Tanpa EUDR, sebutnya, hal tersebut bisa jadi kesempatan bagi Indonesia untuk membenahi diri sendiri agar industri sawit nasional lebih berkelanjutan termasuk dalam hal ketertelusuran.
“Oleh karena kita mengembangkan dashboard kemudian juga terus kita melakukan intensifikasi melalui kebijakan peremajaan sawit. Kemarin juga kita melihat untuk meningkatkan daya kompetitifnya dan juga untuk lebih menyejahterakan petani kita menurunkan pajak atau pungutan ekspor,” ucap Eddy.
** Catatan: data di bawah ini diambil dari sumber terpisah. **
PR #2412, opened 2019-03-26
 v0.11 upgrade process

mzmssg:
Including:
- change template tag to v0.11.0
- update configMigration.py to support 0.10 -> 0.11
- add plugin migration docs.


deployment/tools/pluginIdMigration.py
```diff
@@ -31,14 +31,11 @@
             plugin["id"] = slugify(plugin["title"])
 else:
     print "No webportal plugins to convert, exit..."
-    sys.exit(0)
+    sys.exit(-1)
```
wangdian: I suggest to overwrite whether the file will change or not.

mzmssg: Done

Issue #2385, opened 2019-03-25
add resource usage monitor for external processes


xudifsd:
**What would you like to be added**:
Job-exporter currently monitored both task and service resource usage, but it ignores other process's resource usage, some bugs in these programs can lead to OOM or consuming too much CPU, we need to monitor all external processes to be able to find the root causes of node problem and trigger alerts.

**Why is this needed**:
External processes may also jeopardize the stability of the system. And with alert, the admin can do something before it's too late.

**Without this feature, how does the current module work**:
Wait for other alerts like service not up or node not up to know something is wrong.

**Components that may involve changes**:
job-exporter

PR #2419, opened 2019-03-27
monitor process memory consumption and alert for om[is]agent

xudifsd:
Get process memory consumption by ps rss, report those who use more than 500M to save space in prometheus. Also defined an alert rule for process `omiagent` and `omsagent`, these two processes are frequently causing OOM in azure VM, which DRI should take care of.

### DIFF
--- a/src/job-exporter/src/collector.py
+++ b/src/job-exporter/src/collector.py
@@ -24,6 +24,7 @@ import subprocess
 import time
 import copy
 import os
+import collections
 
 from prometheus_client import make_wsgi_app, Counter, Gauge, Histogram
 from prometheus_client.core import GaugeMetricFamily
@@ -84,6 +85,10 @@ def gen_gpu_used_by_zombie_container_counter():
             "count of gpu used by zombie container",
             labels=["minor_number", "container_id"])
 
+def gen_process_mem_usage_gauge():
+    return GaugeMetricFamily("process_mem_usage_byte",
+            "memory usage of process, to save space in prometheus, we only expose those who consume more than 500Mb of memory",
+            labels=["pid", "cmd"])
 
 class ResourceGauges(object):
     def __init__(self):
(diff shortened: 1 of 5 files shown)


xudifsd:
fixed #2385

src/job-exporter/src/ps.py
```diff
@@ -18,41 +18,46 @@
...
 
         return parse_result(ps_output)
     except subprocess.CalledProcessError as e:
         logger.exception("command '%s' return with error (code %d): %s",
                 e.cmd, e.returncode, e.output)
     except subprocess.TimeoutExpired:
-        logger.warning("ps aux timeout")
+        logger.warning("ps ax timeout")
     except Exception:
         logger.exception("exec ps aux error")
```
mzmssg: ps ax

src/job-exporter/src/ps.py
```diff
@@ -18,42 +18,47 @@
...
         logger.exception("command '%s' return with error (code %d): %s",
                 e.cmd, e.returncode, e.output)
     except subprocess.TimeoutExpired:
-        logger.warning("ps aux timeout")
+        logger.warning("ps ax timeout")
     except Exception:
-        logger.exception("exec ps aux error")
+        logger.exception("exec ps ax error")
 
     return None
```
mzmssg: `return []`?

src/job-exporter/src/collector.py
```diff
@@ -768,15 +773,31 @@ def __init__(self, name, sleep_time, atomic_ref, iteration_counter):
         Collector.__init__(self, name, sleep_time, atomic_ref, iteration_counter)
 
     def collect_impl(self):
-        process = ps.get_zombie_process(ProcessCollector.cmd_histogram,
+        process_info = ps.get_process_info(ProcessCollector.cmd_histogram,
                 ProcessCollector.cmd_timeout)
 
-        if len(process) > 0:
+        if len(process_info) > 0:
```
mzmssg: Might get error if `get_process_info` return `None`.

src/job-exporter/src/collector.py
```diff
@@ -768,15 +773,31 @@ def __init__(self, name, sleep_time, atomic_ref, iteration_counter):
...
+                    if "nvidia-smi" in info.cmd:
+                        # override command name to make alert rule easier
+                        zombie_count["nvidia-smi"] += 1
+                    else:
+                        cmd = info.cmd.split()[0] # remove args
+                        zombie_count[cmd] += 1
+
+                if info.rss > 500 * 1024 * 1024:
+                    # only record large memory consumption to save space in prometheus
+                    cmd = info.cmd.split()[0] # remove args
```
mzmssg: Here we strip the command details, so most commands will be `bash` or `python`, count them seems meaningless.
How about excluding such processes

xudifsd: I removed args because omiagent will also have args like `/opt/omi/bin/omiagent 9 10 --destdir / --providerdir /opt/omi/lib --loglevel WARNING`, I think the args is useless.

mzmssg: Why not filter omiagent here, instead of in alert rules.

xudifsd: that will be a special case in code

Issue #2228, opened 2019-02-28
Add TotalGpuCount and TotalTaskCount into job list


yqwang-ms:
**What would you like to be added**:
Add more info into job list, such as TotalGpuCount, TotalTaskCount, etc.

**Why is this needed**:
User can find jobs easiliy with these more info in list.

**Without this feature, how does the current module work**：
Check into job detail info one by one.

**Components that may involve changes**:
web portal, launcher, rest server.

--------------
I'm deferring the "TotalTaskRoleCount" ask from this item, as it seems not that critical to be known in a glance. let's hold this ask to later.

yqwang-ms:
Please help to propose these additional info that you want to add.
Current plan is to add:
TotalGpuCount in Request, TotalTaskCount in Request.

fanyangCS:
maybe to show a meta data field.

yqwang-ms:
@fanyangCS 
What meta data field do you mean? 
Is frameworkDescription below (it can be any string) enough?
![image](https://user-images.githubusercontent.com/32826762/53543433-a5225a00-3b5d-11e9-9ccd-4095f5b61af1.png)

fanyangCS:
Yes. what is the max length? 512?

yqwang-ms:
Yes, 512, it should be enough at least for job list.

yqwang-ms:
@fanyangCS do you need more? Or could you please help to involve PAIExp team?

yqwang-ms:
@fanyangCS I increased the description len to 1024

scarlett2018:
Rest is ready for UX.

PR #2435, opened 2019-03-28
[Launcher]: Add more info into SummarizedFrameworkInfo

yqwang-ms:
1. Add more info into SummarizedFrameworkInfo
https://github.com/Microsoft/pai/issues/2228

2. Skip to stop ZKStore in case it is still using
https://github.com/Microsoft/pai/pull/2408


yqwang-ms:
Example:
image

mzmssg:
We only provide total GPU number, without cpu or memory?

yqwang-ms:
Good point, let me added it.

mzmssg:
@yqwang-ms 
Another question, will it count AM resource

yqwang-ms:
It seems not easy to judge this. So, let's only add current fields, the memory and cpu is TBD in future release.

PR #2438, opened 2019-03-28
send resolved email and make user can config repeat interval

xudifsd:
@squirrelsc think there are too many same alert email, so maybe should enlarge the interval of same alerts, I make it as configurable and default to our old value.

At the same time, it would be useful to send resolved email to notify problem solved.

### DIFF
--- a/src/alert-manager/config/alert-manager.md
+++ b/src/alert-manager/config/alert-manager.md
@@ -25,6 +25,8 @@ alert-manager:
 
 In addition, if you deployed pai behind firewall, you should configure alert-manager with `use-pylon: True`, to make url from alert email public available.
 
+Also you can control the interval of sending same alert email if problem unsolved, the default interval is 4h, you can shorten it to 30m or enlarge it to 24h, by adding `repeat-interval: 30m` or `repeat-interval: 24h` undert alert-manager config.
+
 #### Generated Configuration <a name="G_Config"></a>
 
 After parsing, if you configured the alert-manager the model will be like:
@@ -40,6 +42,7 @@ alert-manager:
     host: master_ip
     url: "http://master_ip:9093"
     use-pylon: False
+    repeat-interval: 4h
 ```
 
 if you didn't configured alert-manager, it will be like:
@@ -50,4 +53,5 @@ alert-manager:
     host: master_ip
     url: "http://master_ip:9093"
     use-pylon: False
+    repeat-interval: 4h
 ```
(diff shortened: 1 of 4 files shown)


src/alert-manager/config/alert-manager.md
```diff
@@ -50,4 +53,5 @@ alert-manager:
     host: master_ip
     url: "http://master_ip:9093"
     use-pylon: False
+    repeat-interval: 4h
```
squirrelsc: we can extend it to 24h, and depends on resolved mails.

src/alert-manager/deploy/alert-configmap.yaml.template
```diff
@@ -18,12 +18,13 @@ data:
...
       group_interval: 5m
-      repeat_interval: 4h
+      repeat_interval: {{ cluster_cfg["alert-manager"]["repeat-interval"] }}
       group_by: [alertname]
     receivers:
     - name: "pai-alert"
       email_configs:
         - to: {{ alert_info["receiver"] }}
+          send_resolved: true
           html: '{{ "{{" }} template "email.pai.html" . {{ "}}" }}'
```
squirrelsc: Let's make sure resolve mail have a green title.

src/alert-manager/config/alert-manager.md
xudifsd: yes, I provide this as a config, user who want to extend can extend when deploying.

src/alert-manager/deploy/alert-configmap.yaml.template
xudifsd: I do not know how to pass this into template to generate a different email.

src/alert-manager/deploy/alert-templates/pai.tmpl
```diff
@@ -43,7 +43,11 @@ SOFTWARE.
       <div style="font-family: 'Helvetica Neue', Helvetica, Arial, sans-serif; box-sizing: border-box; font-size: 14px; max-width: 600px; display: block; margin: 0 auto; padding: 0;">
         <table width="100%" cellpadding="0" cellspacing="0" style="font-family: 'Helvetica Neue', Helvetica, Arial, sans-serif; box-sizing: border-box; font-size: 14px; border-radius: 3px; background-color: #fff; margin: 0; border: 1px solid #e9e9e9;" bgcolor="#fff">
           <tr>
+            {{ if gt (len .Alerts.Firing) 0 }}
```
squirrelsc: please double check firing and resolving won't be in the same mail.

xudifsd: Yes, I've already checked.

Issue #2361, opened 2019-03-20
Clone jobs' name is too long to be used


scarlett2018:
When job is clonned, the default job name append with a timestamp currently, when you clone a job several times, the name is too long to be used.

Proposed change: 
option 1: only change the timestamp
option 2: any other options that can make the name more normal

![image](https://user-images.githubusercontent.com/39592018/54665080-f56b5700-4b20-11e9-9959-4c284329eee1.png)

PR #2451, opened 2019-03-29
[Web Portal] Replace the suffix if a cloned job is resubmited

sunqinzheng:
#2361 
- add checksum to cloned job's name suffix
- prepare for job config api change (fix)

### DIFF
--- a/src/webportal/src/app/job/job-submit/job-submit.component.js
+++ b/src/webportal/src/app/job/job-submit/job-submit.component.js
@@ -28,7 +28,6 @@ const userAuth = require('../../user/user-auth/user-auth.component');
 const jobSchema = require('./job-submit.schema.js');
 const querystring = require('querystring');
 const stripJsonComments = require('strip-json-comments');
-const uuid = require('uuid');
 
 const jobSubmitHtml = jobSubmitComponent({
   breadcrumb: breadcrumbComponent,
@@ -39,11 +38,10 @@ let editor;
 let jobDefaultConfig;
 
 const getChecksum = (str) => {
-  const buffer = Buffer.from(str);
   let res = 0;
-  buffer.forEach((x) => {
-    res = res ^ x;
-  });
+  for (const c of str) {
+    res^= c.charCodeAt(0) & 0xff;
+  }
   return res.toString(16);
 };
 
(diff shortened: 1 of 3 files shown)


Gerhut:
Hi @sunqinzheng 

Since [Buffer](https://nodejs.org/api/buffer.html) is a node.js only feature, and ES2015 standard have [TypedArray](https://developer.mozilla.org/en-US/docs/Web/JavaScript/Reference/Global_Objects/TypedArray) which provides similar functionalities. Shall we use TypedArray instead, to follow more to standard?

src/webportal/src/app/job/job-submit/job-submit.component.js
```diff
@@ -28,6 +28,7 @@ const userAuth = require('../../user/user-auth/user-auth.component');
 const jobSchema = require('./job-submit.schema.js');
 const querystring = require('querystring');
 const stripJsonComments = require('strip-json-comments');
+const uuid = require('uuid');
```
Gerhut: Have not seen the `uuid` included in `package.json`, and I don't think uuid is required here. In browser side, uuid just uses crypto level random number instead of `Math.random()` to avoid more collisions, since we have a directly response when user is submitting with the same job name, so I don't think avoid more collisions here is important.

sunqinzheng:
Webpack uses [feross/buffer](https://github.com/feross/buffer) v4 as nodejs Buffer's browser implementation if node.Buffer is set to true. (https://github.com/webpack/node-libs-browser)

feross/buffer uses Uint8Array by default and object as shim.

Gerhut:
> Webpack uses feross/buffer v4 as nodejs Buffer's browser implementation if node.Buffer is set to true. (https://github.com/webpack/node-libs-browser)
> feross/buffer uses Uint8Array by default and object as shim.
> TextEncoder is another solution if we just want to convert a string to uint8array.

I see and think that it is not necessary to introduce such a dependency.

sunqinzheng:
OK, I'll use TextEncoder instead

Gerhut:
> OK, I'll use TextEncoder instead

Please pay attention to MS Edge compatibility since encoding standard is still [in development](https://developer.microsoft.com/en-us/microsoft-edge/platform/status/encodingstandard/)

src/webportal/src/app/job/job-submit/job-submit.component.js
sunqinzheng: fixed

sunqinzheng:
Since we only need to calc a checksum, I'll use the last byte of the charcter code

PR #5095, opened 2025-07-17
DONT MERGE: Saved Views proposed GQL spec

fabis94:


packages/server/assets/viewer/typedefs/savedViews.graphql
```diff
@@ -0,0 +1,203 @@
...
+  groupId: ID!
+}
+
+"""
+One or both of the position values must be specified
+"""
+input ChangeViewOrderInput {
+  id: ID!
+  projectId: ID!
+  previousViewPosition: Float
```
fabis94, line 188: gonna try something like this 

Image

packages/server/assets/viewer/typedefs/savedViews.graphql
```diff
@@ -0,0 +1,203 @@
...
+  id: ID!
+  name: String!
+  description: String
+  author: LimitedUser!
+  createdAt: DateTime!
+  updatedAt: DateTime!
+  """
+  Original resource ID string that this view is associated with.
+  """
+  resourceIdString: String!
```
fabis94, line 16: Maybe string array instead? Or both?

PR #5096, opened 2025-07-17
Cache By Reference count

adamhathcock:
adds in reference finding and tracking
scans for `referencedId`
if referencedId isn't cache then adds to the request queue
for eviction: if reference count is greater than zero, it's not evicted.


adamhathcock:
https://linear.app/speckle/issue/WEB-3844/cache-by-reference

AlexandruPopovici (approved):

PR #5112, opened 2025-07-18
fix: getting all user projects on deletion and user filter

danielgak:
## Changes
- Created new repo method for iterating over projects via userId or workspaceId _(filtering them)_
- This fixes iterating over all projects on user delete and hitting the timeout

### DIFF
--- a/packages/server/modules/core/repositories/streams.ts
+++ b/packages/server/modules/core/repositories/streams.ts
@@ -108,7 +108,8 @@ import {
   GetStreamsCollaborators,
   GetStreamsCollaboratorCounts,
   GetImplicitUserProjectsCountFactory,
-  GrantProjectPermissions
+  GrantProjectPermissions,
+  GetExplicitProjects
 } from '@/modules/core/domain/streams/operations'
 import { generateProjectName } from '@/modules/core/domain/projects/logic'
 import { WorkspaceAcl } from '@/modules/workspacesCore/helpers/db'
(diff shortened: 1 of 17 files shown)


packages/server/modules/core/repositories/streams.ts
```diff
@@ -1489,3 +1490,46 @@ export const getImplicitUserProjectsCountFactory =
     const [{ count }] = await q
     return parseInt(count)
   }
+
+/**
+ * Batch the explicit projects givent by the workspace, the user or both
+ */
+export const getExplicitProjects =
```
danielgak, line 1497: Not super sure about the naiming, got inspired by the repo methods above.

tried diferent things but legacy repo call does not work as it left joins users, and does not filter by acl and other user project methods, make the userId mandatory without allowing for querying via userId or workspaceId as desired.

packages/server/modules/workspaces/events/eventListener.ts
```diff
@@ -986,7 +989,9 @@ export const initializeEventListenersFactory =
         await withTransaction(
           async ({ db: trx }) => {
             const onWorkspaceRoleDeleted = onWorkspaceRoleDeletedFactory({
```
danielgak, line 991: @fabis94 please have a look here. 

My guess it's that the change wont affect this functionality but I'm maybe missing something.

Now that we filter by role this functions (`onWorkspaceRoleDeleted`, `onWorkspaceRoleUpdated` and `onWorkspaceSeatUpdated`) will only load the project if a user has a project acl on it. Prevously we were loading all projects with or without the acl.

packages/server/modules/core/repositories/streams.ts
danielgak: Does not really fit as we might not provide the userId, but only filter by workspaceId

gjedlicska: Depends on what the valid permutations are for the workspaceId, userId billable options. Can both be null? If yes it needs a generic name unfortunately

fabis94 (approved):

PR #5124, opened 2025-07-22
feat(fe2): conditional cross origin isolation on viewer page

fabis94:
Set `sharedArrayBufferHeaders=1` in querystring on viewer page, to enable

### DIFF
--- a/packages/server/modules/shared/middleware/security.ts
+++ b/packages/server/modules/shared/middleware/security.ts
@@ -6,3 +6,6 @@ export const crossOriginResourcePolicyMiddleware =
     res.setHeader('Cross-Origin-Resource-Policy', value)
     next()
   }
+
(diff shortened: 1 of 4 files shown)


packages/server/modules/shared/middleware/security.ts
```diff
@@ -0,0 +1,8 @@
+import type express from 'express'
+
+export const crossOriginResourcePolicyMiddleware =
+  (value: 'same-origin' | 'cross-origin' | 'same-site'): express.RequestHandler =>
+  (req, res, next) => {
+    res.setHeader('Cross-Origin-Resource-Policy', value)
```
fabis94, line 6: any cross-origin resources (previews, attachments etc.) coming from server must have this header set or the FE will be blocked from receiving them

Mikehrn (approved):

PR #5141, opened 2025-07-24
feat(fe): Update viewer UI/UX

Mikehrn:
Viewer UX refresh


packages/frontend-2/components/viewer/models/Card.vue
```diff
@@ -410,4 +414,69 @@ const onActionChosen = (params: { item: LayoutMenuItem }) => {
...
+  (selectedObjects) => {
+    const selectedIds = selectedObjects.map((obj: { id: string }) => obj.id)
+
+    if (selectedObjects.length > 0) {
+      expandToShowSelectedObjects(selectedIds)
+    } else {
+      forceExpandedNodeIds.value.clear()
+    }
+  },
+  { deep: true }
```
fabis94, line 478: this is a bit concerning, i assume that the objects can be pretty big/deep at times. is a shallow watcher not enough here? selectedObjects should update every time something gets added or removed anyway

packages/frontend-2/components/viewer/models/TreeItem.vue
```diff
@@ -444,4 +394,122 @@ const isolateOrUnisolateObject = () => {
...
+
+  disableScrollOnNextSelection.value = false
+})
+
+watch(
+  () => props.forceExpandedNodeIds,
+  () => {
+    checkAndExpand()
+  },
+  { deep: true }
```
fabis94, line 490: why use a deep watcher if its a single dimensional array/set? `deep` should be used sparingly because of the performance implications

AlexandruPopovici (dismissed):
Looks good to me!

AlexandruPopovici (dismissed):

benjaminvo (approved):

PR #5155, opened 2025-07-28
fix: publish server as latest too on release

danielgak:
The SDK integration tests rely on the `speckle-server:latest` image from dockerhub that we stop pushing affect moving the ci. This mr reenables this image push. 

It only runs on main and it also pushes the expected taged image too.

Checked on testing4 branch


gjedlicska (approved):
thanks, this is indeed important for catching early breaking changes with SDK vs server

PR #5157, opened 2025-07-28
Snap section box rotation to nearest 15 degrees

benjaminvo:
This adds the ability to snap rotation to a 15-degree grid when holding the shift key during section box rotation.

Cursor and I made it so that the snapping always aligns to the standard grid (0°, 15°, 30°, 45°, ...) rather than snapping relative to the initial rotation position.

@AlexandruPopovici I'm unsure if you actually want this to be part of the sectiontool extension or if this snapping should instead be implemented in the frontend. Let me know...

### DIFF
--- a/packages/viewer/src/modules/extensions/sections/SectionTool.ts
+++ b/packages/viewer/src/modules/extensions/sections/SectionTool.ts
@@ -136,6 +136,9 @@ export class SectionTool extends Extension {
     return [CameraController]
   }
 
+  /** Configurable rotation snap angle in radians. Set to null to disable snapping */
+  public rotationSnapAngle: number | null = Math.PI / 12 // 15 degrees by default
+
   /** This is our data model. All we need is an OBB */
   protected obb: OBB = new OBB()
 
@@ -961,7 +964,7 @@ export class SectionTool extends Extension {
   }
 
   /**
-   * Snaps a quaternion to the nearest 15-degree grid.
+   * Snaps a quaternion to the nearest grid based on rotationSnapAngle.
    * This is useful for rotation snapping.
    * @param q The quaternion to snap.
    * @returns The snapped quaternion.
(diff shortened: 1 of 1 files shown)


packages/viewer/src/modules/extensions/sections/SectionTool.ts
```diff
@@ -920,4 +959,37 @@ export class SectionTool extends Extension {
...
+   * This is useful for rotation snapping.
+   * @param q The quaternion to snap.
+   * @returns The snapped quaternion.
+   */
+  protected snapQuaternionToGrid(q: Quaternion): Quaternion {
+    /** Convert quaternion to Euler angles using pooled object */
+    this.tempEuler.setFromQuaternion(q)
+
+    /** Snap each axis to 15-degree increments (π/12 radians) */
+    const snapAngle = Math.PI / 12 // 15 degrees
```
AlexandruPopovici, line 974: I would turn this into an extension option and make it configurable so that we can have any snap value including none

AlexandruPopovici (changes requested):
This can and should be handled by the extension rather than be application specific. Apart from the minor comments, everything else looks good. As long as it's working properly, we good

AlexandruPopovici:
There is another thing to consider though. The PR only treats the angle snap when the section box is set via mouse input. But section boxes can and will be set programmatically. For a complete solution you'd want to handle that as well.

benjaminvo:
@AlexandruPopovici Thanks a lot, I'll have a look at your comments!

> But section boxes can and will be set programmatically. For a complete solution you'd want to handle that as well.

I wonder, though, if it's relevant to also support incremented rotations for section boxes set programmatically?

AlexandruPopovici:
> I wonder, though, if it's relevant to also support incremented rotations for section boxes set programmatically?

Might not be an urgent need, but in order to truly have the section box snapping to fixed angle steps, you would. If you don't want to handle this now, you can add a comment specifying this caveat

AlexandruPopovici (approved):
Looks good!

PR #5159, opened 2025-07-29
[WIP] feat: proposal structre for 2pc operations in multiregion

danielgak:


danielgak:
@cdriesler theck the test flags here, as this test run in normal mode with the multiregion flag on. If you try the `test:multiregion` that tries to do the whole avien set up

PR #5163, opened 2025-07-30
WIP: Saved Views Foundation

fabis94:
## Checklist:


packages/frontend-2/components/viewer/saved-views/panel/views/Group.vue
```diff
@@ -0,0 +1,130 @@
...
+</template>
+<script setup lang="ts">
+import { omit } from 'lodash-es'
+import { usePaginatedQuery } from '~/lib/common/composables/graphql'
+import { graphql } from '~/lib/common/generated/gql'
+import type { ViewerSavedViewsPanelViewsGroup_SavedViewGroupFragment } from '~/lib/common/generated/gql/graphql'
+import { useInjectedViewerState } from '~/lib/viewer/composables/setup'
+
+graphql(`
+  fragment ViewerSavedViewsPanelViewsGroup_SavedViewGroup on SavedViewGroup {
```
fabis94, line 36: one fragment we get from ancestor query, the other we use in the paginated view query that runs from this query

packages/frontend-2/components/viewer/selection/Sidebar.vue
```diff
@@ -205,36 +204,30 @@ onKeyStroke('Escape', () => {
 })
 
 watch(
-  () => objects.value.length,
-  (newLength) => {
-    // Dont open sidebar if a comment is open
-    if (newLength !== 0 && !focusedThreadId.value) {
-      sidebarOpen.value = true
-    } else if (newLength === 0) {
+  [
```
fabis94, line 207: watchers were conflicting with each other and race conditions were happening, so i combined them all into 1 watcher

packages/frontend-2/middleware/requireValidProject.ts
```diff
@@ -28,14 +28,18 @@ export default defineNuxtRouteMiddleware(async (to) => {
...
+
   const { data, errors } = await client
     .query({
       query: projectAccessCheckQuery,
       variables: { id: projectId },
       context: {
         skipLoggingErrors: true
       },
-      fetchPolicy: 'network-only'
+      fetchPolicy: isSamePathAndQuery ? 'cache-first' : 'network-only'
```
fabis94, line 42: cc @Mikehrn @andrewwallacespeckle 

turns out every change to the querystring _or_ the anchor/hash state (e.g. #threadId in the viewer page) causes all of the middlewares to refire, cause technically its a new navigation.

this causes a lot of the queries to re-fire, especially if they have the `network-only` fetchPolicy (which would otherwise make sense). so we have to explicitly check in middlewares if the navigation isn't actually just a minor querystring/anchor string change that shouldn't actually cause full access rechecking w/ refreshed queries

packages/server/.vscode/settings.json
```diff
@@ -1,6 +1,11 @@
 {
-  "mochaExplorer.env": { "NODE_ENV": "test" },
-  "mochaExplorer.nodeArgv": ["--import", "tsx"],
+  "mochaExplorer.env": { "NODE_ENV": "test", "TSX": "true" },
```
fabis94, line 2: native TS support in IDE `server` test runner

packages/server/assets/core/typedefs/common.graphql
```diff
@@ -45,4 +45,8 @@ type PermissionCheckResult {
   code: String!
   message: String!
   payload: JSONObject
+  """
+  Same as message, or undefined if check is authorized
+  """
+  errorMessage: String
```
fabis94, line 51: message, but only if not successful. useful for FE purposes (tooltips)

packages/server/modules/viewer/domain/operations/resources.d.ts
```diff
@@ -0,0 +1,13 @@
+import type { ViewerUpdateTrackingTarget } from '@/modules/core/graph/generated/graphql'
```
fabis94, line 1: .d.ts files (type only TS files) get ignored by coverage, otherwise u get a large untested & untestable file

packages/frontend-2/lib/viewer/composables/activity.ts
```diff
@@ -78,6 +88,57 @@ graphql(`
   }
 `)
 
+const useViewerRealtimeActivityState = () =>
+  useState('viewer_realtime_activity_state', () => ({
+    activity: undefined as Optional<ViewerActivityMetadata>,
+    status: ViewerUserActivityStatus.Viewing as ViewerUserActivityStatus
+  }))
+
+export const useViewerRealtimeActivityTracker = () => {
```
fabis94, line 97: serializing the viewer state and comparing if its the same as a previous one are relatively expensive operations, ones we already try to do on every change to the viewer state for activity tracking.

so i made sure that collected activity is stored in a global singleton state, one accessible through this new composable anywhere in the viewer, so that you can easily get the state and its unique ID (changes w/ every change to the state) anywhere without having to re-serialize

this will be useful whenever you want to track if there's a change from some previously established state - e.g. you want to see if the user "exited" the saved view by making any changes to the viewport, and you can do it by comparing the state ids

cdriesler (approved):
LGTM

One note on style. This is an old opinion of mine, so the thinking may have shifted, but I consider `.d.ts` to be almost always meant for build artefacts. Sometimes, as a library, you have to manually write them to augment a type of your own dependency, but they're still shipped to your consumers as "just part of" the pile of `.d.ts` they're already getting.

If it's only being done here to omit the untestable types from codecov, I'd reach for configuring codecov to like ignore `/domain` or something and move `logic.ts` stuff to helpers. But I appreciate that this works and is pretty harmless.

One benefit too is that `.d.ts` forces everything to be ambient, so no sneaking logic into these like we do sometimes.

(tldr I don't want to hold the PR on this, but we should revisit other options if/when `.d.ts` gets awkward)

packages/shared/src/environment/featureFlags.ts
```diff
@@ -0,0 +1,52 @@
...
+export type FeatureFlags = {
+  [K in (typeof featureFlags)[number]]: boolean
+}
+
+/**
+ * Load feature flags in-memory, so that @speckle/shared internals can use them too.
+ * These are supposed to be initialized on app startup/bootstrapping
+ */
+
+export const loadFeatureFlags = (input?: Partial<FeatureFlags>): FeatureFlags => {
```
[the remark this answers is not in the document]
fabis94: nvm, undo. the problem in speckle/shared is that we need to be able to change active feature flags in realtime while running tests. a global feature flag state like this muddies the water.

even tho its also not ideal, the better option is to feed in feature flags when loading workspace plan features

cdriesler (approved):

Eddy menegaskan semua hal yang bergabungan sawit perlu dibenahi. Dengan catatan penting yakni tetap memegang prinsip keberlanjutan dan bisa dilihat saat ini bahwa ternyata tidak ada satu bagian pun dari sawit yang terbuang. Alih-alih terbuang, semua bagian sawit justru bisa dimanfaatkan menjadi produk bernilai tambah tinggi. (LIA)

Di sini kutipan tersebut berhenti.